··· RECORDS SUPPLIED ···

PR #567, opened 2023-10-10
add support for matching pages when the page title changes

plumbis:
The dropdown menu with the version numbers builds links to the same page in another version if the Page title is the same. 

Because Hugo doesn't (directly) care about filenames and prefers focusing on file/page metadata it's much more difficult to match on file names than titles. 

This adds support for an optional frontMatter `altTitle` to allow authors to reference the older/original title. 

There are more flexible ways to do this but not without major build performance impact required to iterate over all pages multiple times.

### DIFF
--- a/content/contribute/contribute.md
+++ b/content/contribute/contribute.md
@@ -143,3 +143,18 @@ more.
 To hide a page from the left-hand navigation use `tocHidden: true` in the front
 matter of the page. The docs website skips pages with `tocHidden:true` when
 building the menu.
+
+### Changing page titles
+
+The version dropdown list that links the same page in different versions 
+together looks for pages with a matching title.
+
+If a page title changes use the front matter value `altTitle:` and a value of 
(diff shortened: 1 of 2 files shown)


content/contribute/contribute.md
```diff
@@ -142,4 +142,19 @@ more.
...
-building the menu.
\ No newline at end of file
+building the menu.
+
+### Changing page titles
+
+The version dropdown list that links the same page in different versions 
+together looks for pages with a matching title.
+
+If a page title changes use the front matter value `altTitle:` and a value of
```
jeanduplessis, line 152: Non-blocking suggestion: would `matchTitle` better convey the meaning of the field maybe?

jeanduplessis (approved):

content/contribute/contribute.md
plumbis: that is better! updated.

···

WORK ORDER -> Only the number should be given: the count of lines in the entries that contain the string "support".

REPLY TO THE EXERCISE -> 2